I just read this article in the Boston Globe about penmenship.  The article discussed both sides of the issue that basically goes like this:  nobody writes anymore because everyone types, so teaching penmenship is an archaic use of our educational time vs. penmenship is an ancient art and people need to be able to write and read cursive as a complete, literate person.

I thought this was persuasive and a little sad – the idea that our handwriting was a distinct element of our personality.  I know that I have friends whose handwriting I don’t know or recognize.  Just the other day I was with a friend who wrote something down with me.  I looked at the piece of paper and was shocked that I didn’t know her handwriting.  When I was growing up, I knew my friends’ handwrititing as well as I knew their face or their voice.  My friend whose handwriting I don’t know:  she IMs me and texts me several times a day…
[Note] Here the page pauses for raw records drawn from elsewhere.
PR #5374, opened 2025-10-29
Store the `ResizeObserver` and cleanup in `unmounted`

evnchn:
### Motivation

Also acknowledged in https://github.com/zauberzeug/nicegui/pull/5369#issuecomment-3460665023, we `new ResizeObserver` without storing a reference of that anywhere, let alone disconnect it when unmounted. 

In some linters this is even flagged as a violation: https://eslint-react.xyz/docs/rules/web-api-no-leaked-resize-observer, so we better fix it. 

### Implementation

Store into `this.resizeObserver`, and disconnect when `unmounted()` as recommend by Vue docs https://vuejs.org/api/options-lifecycle#unmounted 

### Progress

### Additional notes

Should not merge conflict with #5373...

### DIFF
--- a/nicegui/elements/echart/echart.js
+++ b/nicegui/elements/echart/echart.js
@@ -88,7 +88,7 @@ export default {
     this.chart.dispose();
   },
   unmounted() {
-    this.resizeObserver.disconnect();
+    this.resizeObserver?.disconnect();
   },
   methods: {
     update_chart() {


nicegui/elements/header.js
```diff
@@ -2,11 +2,16 @@ export default {
...
-      new ResizeObserver(() => {
+      this.resizeObserver = new ResizeObserver(() => {
         document.documentElement.style.scrollPaddingTop = `${this.$el.offsetHeight}px`;
       }).observe(this.$el);
     }
   },
+  unmounted() {
+    if (this.resizeObserver) {
+      this.resizeObserver.disconnect();
+    }
```
falkoschindler:
```suggestion
    this.resizeObserver?.disconnect();
```
(untested)

evnchn: Tested. Tests pass on local. We'll see the pipeline.

PR #5380, opened 2025-10-30
Add possibility to perform tests without NiceGUI pytest plugins

himbeles:
### Motivation

As discussed and proposed in https://github.com/zauberzeug/nicegui/discussions/5377,
this adds a context manager `async run(ui_code) as user: ...`  within the NiceGUI testing framework.
It enables testing of UI code without configuration of the NiceGUI plugin setup proposed in the documentation. 

This can be necessary if NiceGUI is used in a setup where the pytest configuration can't be adapted.
As discussed in https://github.com/zauberzeug/nicegui/discussions/5377, this was necessary for UI tests required within the pyinstaller plugin project. 

It can also be helpful as another way to get started with testing in a new user's project -- without the need to configure pytest at all for NiceGUI, minimal API overhead in the call sites, and without hidden plugin "magic". 

An example of a test function would be: 
```python
async def test_button_click():
    def ui_code() -> None:
        ui.button('Click me', on_click=lambda: ui.notify('Hello World!'))

    async with run(ui_code) as user:
        await user.open('/')
        await user.should_see('Click me')
        user.find(ui.button).click()
        await user.should_see('Hello World!')
```

### Implementation

The implementation relies on an async context manager which executes `ui.run` and points an httpx.AsyncClient as a `User` to it, in line with the setup and de-setup performed in `nicegui.testing.user_plugin.user`. The context manager exposes the `User` for UI tests.

```python
@asynccontextmanager
async def run(ui_code):
    try:
        # simulate user and keep NiceGUI fully headless for tests
        os.environ['NICEGUI_USER_SIMULATION'] = 'true'

        # don't spawn reloader/native window; don't open browser
        ui.run(ui_code, reload=False, native=False, show=False)

        async with core.app.router.lifespan_context(core.app):
            async with httpx.AsyncClient(
                transport=httpx.ASGITransport(core.app),
                base_url='http://test'
            ) as client:
                yield User(client)
    finally:
        os.environ.pop('NICEGUI_USER_SIMULATION', None)
        ui.navigate = Navigate()
        ui.notify = notify
        ui.download = download
```

Open points in the architecture would be:
- Where could this implementation live in the code base?
- Suitable name: Candidates would be `run`, `user_run` to not risk overloading the very simple `run` later,  `user_of`, ...
- Option to create multiple users for the same UI code. Could yield multiple users in context manager if optional argument `n_users>1`, for example.

I'm open for discussion and refine the implementation if you consider this useful. 

### Progress

### DIFF
--- a/nicegui/testing/user_simulation.py
+++ b/nicegui/testing/user_simulation.py
@@ -1,9 +1,11 @@
+from __future__ import annotations
+
 import os
 import runpy
 from collections.abc import AsyncGenerator
 from contextlib import asynccontextmanager
 from pathlib import Path
-from typing import Callable, Optional, Union
+from typing import Callable
 
 import httpx
 
@@ -17,47 +19,32 @@ from .user import User
 
 @asynccontextmanager
 async def user_simulation(
-    root: Optional[Callable] = None, *, main_file: Optional[Union[str, os.PathLike]] = None
+    root: Callable | None = None, *, main_file: str | os.PathLike | None = None,
 ) -> AsyncGenerator[User, None]:
     """Context manager for test user simulation.
 
-    Context manager that yields a ``User`` connected to a NiceGUI app within an isolated test context.
+    This context manager yields a ``User`` connected to a NiceGUI app within an isolated test context.
 
     :param root: root function which is passed directly to ``ui.run``; mutually exclusive with ``main_file`` argument.
     :param main_file: path to a NiceGUI main file executed via ``runpy.run_path``; mutually exclusive with ``root`` argument.
     """
-
     if main_file is not None and root is not None:
         raise ValueError('Cannot specify both `main_file` and `root` function simultaneously.')
-
-    if root is not None and not callable(root):
-        raise ValueError('`root` must be a callable or None')
-
-    main_file_path = None
-    if main_file is not None:
-        try:
-            main_file_path = Path(main_file)
-        except TypeError as e:
-            raise TypeError('main_file must be convertible to Path') from e
-        if not main_file_path.exists():
-            raise FileNotFoundError(f'Main file not found at {main_file_path}')
 
     with nicegui_reset_globals():
         os.environ['NICEGUI_USER_SIMULATION'] = 'true'
         try:
-            if main_file_path is not None:
-                runpy.run_path(str(main_file_path), run_name='__main__')
+            if main_file is not None:
+                if not Path(main_file).exists():
+                    raise FileNotFoundError(f'Main file not found at {main_file}')
+                runpy.run_path(str(main_file), run_name='__main__')
             else:
                 prepare_simulation()
-                if root is None:
-                    ui.run(storage_secret='simulated secret')
-                else:
-                    ui.run(root, storage_secret='simulated secret')
+                ui.run(root, storage_secret='simulated secret')
 
             async with core.app.router.lifespan_context(core.app):
                 async with httpx.AsyncClient(transport=httpx.ASGITransport(core.app), base_url='http://test') as client:
-                    user = User(client)
-                    yield user
+                    yield User(client)
         finally:
             os.environ.pop('NICEGUI_USER_SIMULATION', None)
             ui.navigate = Navigate()
--- a/website/documentation/content/user_documentation.py
+++ b/website/documentation/content/user_documentation.py
@@ -366,9 +366,11 @@ doc.text('Comparison with the screen fixture', '''
 
 
 doc.text('User Simulation Context', '''
-    The [`user_simulation`](https://github.com/zauberzeug/nicegui/blob/main/nicegui/testing/user_simulation.py) context is the low-level building block behind the `user` fixture.
+    The [`user_simulation`](https://github.com/zauberzeug/nicegui/blob/main/nicegui/testing/user_simulation.py) context
+    is the low-level building block behind the `user` fixture.
     It spins up a NiceGUI app inside the same event loop, providing deterministic test control without Selenium.
-    Unlike the `user` fixture, it does not rely on pytest-specific infrastructure and can be used with `unittest` or within plain async code.
+    Unlike the `user` fixture, it does not rely on pytest-specific infrastructure
+    and can be used with `unittest` or within plain async code.
 
     The context supports three testing approaches:
 
@@ -376,7 +378,8 @@ doc.text('User Simulation Context', '''
     - Test a specific main file by passing its path.
     - Define `ui.page` definitions inline within the context.
 
-    More usage examples can be found in [`tests/test_user_simulation_context.py`](https://github.com/zauberzeug/nicegui/blob/main/tests/test_user_simulation_context.py).
+    More usage examples can be found in
+    [`tests/test_user_simulation_context.py`](https://github.com/zauberzeug/nicegui/blob/main/tests/test_user_simulation_context.py).
 ''')
 
 
--- a/nicegui/testing/user_plugin.py
+++ b/nicegui/testing/user_plugin.py
@@ -21,9 +21,7 @@ from .user_simulation import prepare_simulation, user_simulation
 
 
 @pytest.fixture
-async def user(caplog: pytest.LogCaptureFixture,  # pylint: disable=unused-argument
-               request: pytest.FixtureRequest,
-               ) -> AsyncGenerator[User, None]:
+async def user(caplog: pytest.LogCaptureFixture, request: pytest.FixtureRequest) -> AsyncGenerator[User, None]:
     """Create a new user fixture."""
     async with user_simulation(main_file=get_path_to_main_file(request)) as user:
         yield user
--- a/tests/test_user_simulation_context.py
+++ b/tests/test_user_simulation_context.py
@@ -1,4 +1,5 @@
 import textwrap
+from pathlib import Path
 
 import pytest
 
@@ -13,6 +14,7 @@ async def test_basic_root_function():
     async with user_simulation(root) as user:
         await user.open('/')
         await user.should_see('Click me')
+
         user.find(ui.button).click()
         await user.should_see('Hello World!')
 
@@ -30,6 +32,7 @@ async def test_root_function_with_subpages():
     async with user_simulation(root) as user:
         await user.open('/')
         await user.should_see('Main')
+
         await user.open('/other')
         await user.should_see('Another')
 
@@ -47,6 +50,7 @@ async def test_with_page_definitions():
 
         await user.open('/')
         await user.should_see('Main page')
+
         await user.open('/a')
         await user.should_see('Page A')
 
@@ -70,23 +74,13 @@ async def test_with_page_definitions():
         ui.run(root)
     '''),
 ])
-async def test_main_file(tmp_path, file_content):
+async def test_main_file(tmp_path: Path, file_content: str):
     main_file = tmp_path / 'main.py'
     main_file.write_text(file_content, encoding='utf-8')
 
     async with user_simulation(main_file=main_file) as user:
         await user.open('/')
         await user.should_see('Main file content')
-
-
-async def test_providing_page_inside_context():
-    async with user_simulation() as user:
-        @ui.page('/')
-        def page():
-            ui.label('Some page content')
-
-        await user.open('/')
-        await user.should_see('Some page content')
 
 
 async def test_adding_page_to_root_function():
@@ -100,7 +94,9 @@ async def test_adding_page_to_root_function():
 
         await user.open('/')
         await user.should_see('Click me')
+
         user.find(ui.button).click()
         await user.should_see('Hello World!')
+
         await user.open('/a')
         await user.should_see('Page A')


nicegui/testing/user_run.py
```diff
@@ -0,0 +1,51 @@
+import os
+from contextlib import asynccontextmanager
+
+import httpx
+
+from nicegui import core, ui
+from nicegui.functions.download import download
+from nicegui.functions.navigate import Navigate
+from nicegui.functions.notify import notify
+from nicegui.testing.user_plugin import User
```
evnchn: We typically do `from .. import core` for NiceGUI internal code.

nicegui/testing/user_run.py
```diff
@@ -0,0 +1,51 @@
...
+
+
+@asynccontextmanager
+async def run(ui_code):
+    """A user context manager for the given `nicegui.ui` code.
+    
+    Example use in a plain pytest function without user plugin use:
```
evnchn: I'm rethinking: The function is just a plain test function now, have very little to do with pytest.

evnchn (commented):
2 things:

1. How the import is written, it doesn't match the codebase
2. I am initially lost over the purpose of this PR. Now, I think this PR is doing, really, "testing without pytest", do you agree? 

thanks

nicegui/testing/user_run.py
himbeles: Indeed. You can use run(ui_code) in a pytest test function or with any other test library, or just in regular functions. 
But it in the end, it enables you to run pytest tests without using the nicegui pytest plugins.

himbeles:
> 2 things:
> 
>     1. How the import is written, it doesn't match the codebase
> 


Fully agreed, of course. I have copied the code from my implementation for the pyinstaller hook, which was not within the nicegui codebase. 

Many other things would need to be adapted, also. Like type hints, doc string, etc.

himbeles:
>     2. I am initially lost over the purpose of this PR. Now, I think this PR is doing, really, "testing without pytest", do you agree?

The main purpose is not to "test without pytest" but to remove the need for the nicegui pytest plugins.
This could make it easier to set up your test environment initially for new users. (Users can use pytest but no special pytest config is required)
Also, in other scenarios, like mine for pyinstaller, you might not have the freedom to configure pytest.

nicegui/testing/user_run.py
himbeles: Changed to relative imports now, instead of absolute.

nicegui/testing/user_run.py
evnchn: Minor issue in retrospect. 

But still I think the main selling point for this PR is "test without pytest" because that is a superset of "pytest without plugins" and if we describe this PR by "pytest without plugins" we're underselling it.

nicegui/testing/user_run.py
```diff
@@ -0,0 +1,49 @@
...
+            async with httpx.AsyncClient(
+                transport=httpx.ASGITransport(core.app),
+                base_url='http://test'
+            ) as client:
+                yield User(client)
+    finally:
+        os.environ.pop('NICEGUI_USER_SIMULATION', None)
+        ui.navigate = Navigate()
+        ui.notify = notify
+        ui.download = download
```
evnchn: Some logic is shared with `nicegui/testing/user_plugin.py`. 

If that is the case, could we adhere to the DRY principle and better highlight the (I think quite high) similarity between the user fixture and this new function, either by:

1. User fixture can simply call this new function? 
2. User fixture and this new function call some common function?

nicegui/testing/user_run.py
```diff
@@ -0,0 +1,49 @@
...
+
+from .. import core, ui
+from ..functions.download import download
+from ..functions.navigate import Navigate
+from ..functions.notify import notify
+from .user import User
+
+
+@asynccontextmanager
+async def run(ui_code):
```
evnchn: `run` may cause confusion with `ui.run`. And also doesn't show the fact that this outputs a `User` which then unlocks all of https://nicegui.io/documentation/user

I am proposing `get_user` or `make_user` to hammer-down the fact that we're getting a `User`. Not sure if this name really works out though.

evnchn (commented):
- Function naming suggestions: `run_user` or `make_user` can help hammer down we're getting a `User`
- PR positioning: Though "pytest without plugins" was the intention, suggest keep "test without pytest" as how we communicate because that is the happy-accident and also a superset of the former. 
- Code duplication: Suggest to refactor instead of copy the code twice.

rodja:
> Function naming suggestions: `run_user` or `make_user` can help hammer down we're getting a `User`

I like `run` better because it reads so well in `async with run(ui_code) as user` and the analogy to `ui.run`. The few times it might collide with `run.io_bound`/`cpu_bound`, people provide another name via `as` when importing.

> PR positioning: Though "pytest without plugins" was the intention, suggest keep "test without pytest" as how we communicate because that is the happy-accident and also a superset of the former.

I find "test without pytest" quite irritating because you still need to run your tests with `pytest`. It's a more meaningful description is "user testing without using the fixture (which is made available via pytest plugin)". While I like this new feature and shortly thought if this approach could be the new go-to default, I now think that most users are better of using the plugin. By defining the `main_file` setup is super easy. Modifying the code so that all UI can be build from a single function feels like more hassel.

> How the import is written, it doesn't match the codebase

It might be good to do the import via `from nicegui.testing.user import run`, because a similar feature could be implemented for screen tests.

himbeles:
Thank you a lot for your renewed feedback.
I will have a more in-depth look at all your replies, the API and implementation over the weekend.

In the meantime, I have come up with a slightly modified approach with even simpler user interface. You can now 

test code snippets without defining a ui_code callback function

```python
async def test_get_user_context():
    async with get_user() as user:
        ui.label('as')
        await user.should_see('as')
```

or access multiple pages directly in the context manager

```python
async def test_get_user_context_with_page_definitios():
    async with get_user() as user:
        @ui.page('/')
        def page():
            ui.label('Main page')

        @ui.page('/a')
        def pageA():
            ui.label('Page A')

        await user.open('/')
        await user.should_see('Main page')
        await user.open('/a')
        await user.should_see('Page A')
```

or access a main file by specifying its path `path_to_mainfile`

```python
async def test_get_user_context():
    async with get_user(path_to_mainfile) as user:
        await user.should_see('as')
```

(Implementation is not yet committed to the PR branch.)

What do you think?

evnchn:
When necessary, ignore some of my previous comments to respect the majority vote. 

---

For `get_user` note the following code is basically equivalent. 

```py
async with run(some_code) as user:
    ...
```

```py
async with get_user() as user:
    some_code()
    ...
```

So I quite like `get_user`. But if I'm not mistaken:

- With the old `run` if we want to test a `@ui.page` function we need to pass an empty function because cannot have page functions inside root function (I think?)
- With the new `get_user` cannot easily test SPAs? (recall root functions are introduced specifically to ease SPA implementation)

So possibly `get_user(ui_code=None)` can facilitate both use cases?

rodja:
Yes, I like your "slightly modified approach" @himbeles where the context can also provides an enclosure for ui code. As @evnchn suggested the `get_user` could have an optional root-function parameter, and as you suggested an optional path to main file. That covers most of the use-cases and hence might even become the new default way.

I just struggle with the naming. `async with get_user() as user` does not read so fluent. What about 

- `async with run_user() as user`
- `async with user_simulation() as user`
- `async with start_simulation() as user`
- `async with run_simulation() as user`

himbeles:
I have made quite some progress on the implementation.

Picked `user_simulation` for the async context manager name, as suggested by @rodja. 
Although it is not the shortest, it has multiple advantages:
- Conveys the actual functionality (simulates a user connected to and NiceGUI code/app)
- Explicit enough such that it doesn't overload simpler function names (like run, simulate, open, ...)
- Could be extended with more arguments (e.g., an optional argument n_users, which defines the number of users to return). 
- Being a noun, it hints at it being a context manager. 

`user_simulation` now accepts either a 
- `root` parameter for script mode and component level tests, 
- a `main_path` parameter to point to a main file
- or no parameters, to have in-line UI code in the context

Parameters are documented in the doc string and new code has type annotations.
 
See the test cases for the different usage scenarios, implemented here: 
https://github.com/zauberzeug/nicegui/pull/5380/files#diff-969568fb0740c47dc251166615e00889c2416cf6c2d14804b72d795f51240737

For example 
```python
# Test script mode, root function input 
async def test_user_simulation_script_mode():
    def root():
        ui.button('Click me', on_click=lambda: ui.notify('Hello World!'))

    async with user_simulation(root) as user:
        await user.open('/')
        await user.should_see('Click me')
        user.find(ui.button).click()
        await user.should_see('Hello World!')

# Main file input, with script mode and normal mode
@pytest.mark.parametrize('file_content', [
    textwrap.dedent('''
        from nicegui import ui
        @ui.page("/")
        def page():
            ui.label("Main file content")
        ui.run()
    '''),
    textwrap.dedent('''
        from nicegui import ui
        def root():
            ui.label("Main file content")
        ui.run(root, storage_secret="simulated secret")
    '''),
])
async def test_user_simulation_script_main_file(tmp_path, file_content):
    main_path = tmp_path / 'main.py'
    main_path.write_text(file_content, encoding='utf-8')

    async with user_simulation(main_path=main_path) as user:
        await user.open('/')
        await user.should_see('Main file content')


# Inline UI
async def test_user_simulation_with_page_definitios():
     async with user_simulation() as user:
        @ui.page('/')
        def page():
            ui.label('Main page')

        @ui.page('/a')
        def pageA():
            ui.label('Page A')

        await user.open('/')
        await user.should_see('Main page')
        await user.open('/a')
        await user.should_see('Page A')
```

The source code for `user_simulation` lives in `nicegui/testing/user_simulation.py` and does not use pytest functionality and imports.
Existing pytest-specific code in `nicegui/testing/user_plugin.py` has been refactored to make use of `user_simulation`, to avoid code duplication. 

Key selling points of the new API are:
- Simulate users without dependency on pytest. Could use standard library unittest for example, or pytest without plugins.
- Easier to switch between testing root functions in script mode and main files. 
- Easy to test at component level (using script mode).
- Explicit API without pytest plugin fixture "magic". Might be easier to understand for some users.

himbeles:
One more idea would be to have only a single input to user_simulation, and a runtime type check would decide if it is a callable (root function) or path-like (main file). Might make the API easier/shorter, but perhaps more difficult to maintain.

rodja (changes requested):
> One more idea would be to have only a single input to user_simulation

For documentation clarity, it is better to have multiple different parameters.

Here my review commends (aided by claude-4.5):

- **Inverted dependency architecture**: `nicegui_reset_globals()` is general testing infrastructure used by both `user` AND `screen` fixtures, but now lives in `user_simulation.py`. This creates backwards dependency where `general_fixtures.py` depends on `user_simulation.py`. Was the change intentional? Similarly, `find_all_subclasses()` helper should also move back to `general_fixtures.py` since it's general test infrastructure, not user-simulation-specific.

- **Inconsistent error handling**: In `user_plugin.py`, the ERROR log check happens after the `user_simulation` context exits (lines 32-34). This means cleanup happens before checking for errors, which could mask issues if cleanup itself produces errors. 

- **`create_user` fixture inconsistency**: The `create_user` fixture (lines 37-48 in `user_plugin.py`) still manually manages the lifespan context and cleanup, not using `user_simulation()`. This creates duplicate logic and inconsistency with the new pattern. 

- **Missing documentation**: The new `user_simulation()` context manager should be documented in the website. It's a quite powerful feature but needs a few more words of explanation. I think we should stick to the user plugin as default way of writing tests because it is so easy and works for >90% of all projects. `user_simulation` should be part further down in `user_documentation.py`.

himbeles:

However much you studied your Palmer, though, your “hand” was distinctive – as personal as your voice or laugh. But as typewriters proliferated after World War II, handwriting gradually became less important. Authors typed their manuscripts and students typed their school papers. As telephones became universal, letter-writing virtually disappeared. In the e-mail age, most people seldom need to write more than a grocery list or a short note, or sign a check. It’s not only kids; many who formerly wrote fluently and neatly have forgotten how.

but…  I found this to be just sort of scare rhetoric… I’m not sure how valid this argument is…

“It’s a very disturbing problem,” said Kate Gladstone of Albany, N.Y., who has a website specializing in handwriting improvement. “I see people in their 20s and 30s who cannot read cursive. If you cannot read all types of handwriting, you might find your grandma’s diary or something from 100 years ago, and not be able to read it.” There are practical concerns as well. Sometimes we don’t have a computer, or the professor won’t let us bring it to class to take notes. Or sometimes, as happened in New Orleans hospitals during Hurricane Katrina, computers lose power and medical orders and records have to be written out by hand.

I feel like most people who have a variety of literacy skills and who are generally well prepared for a 21st century literacies are still able to read handwriting and handwrite themselves.  Perhaps it’s not as beautiful, or distinctive, or careful, or practiced as years ago, but they can still communicate when they need to?  I’ve been to the Ninth Ward in New Orleans after Katrina, and the writing is still on many of the houses and all over the community.  I think those people, whether trained in cursive and penmenship, were able to communicated their messages in writing just fine.  

What do you think?  Is cursive and penmenship something that we should be holding on to or letting go?

When our tiny, sticky little students are learning to read and write, how much should we concern ourselves with the quality of the letters they draw?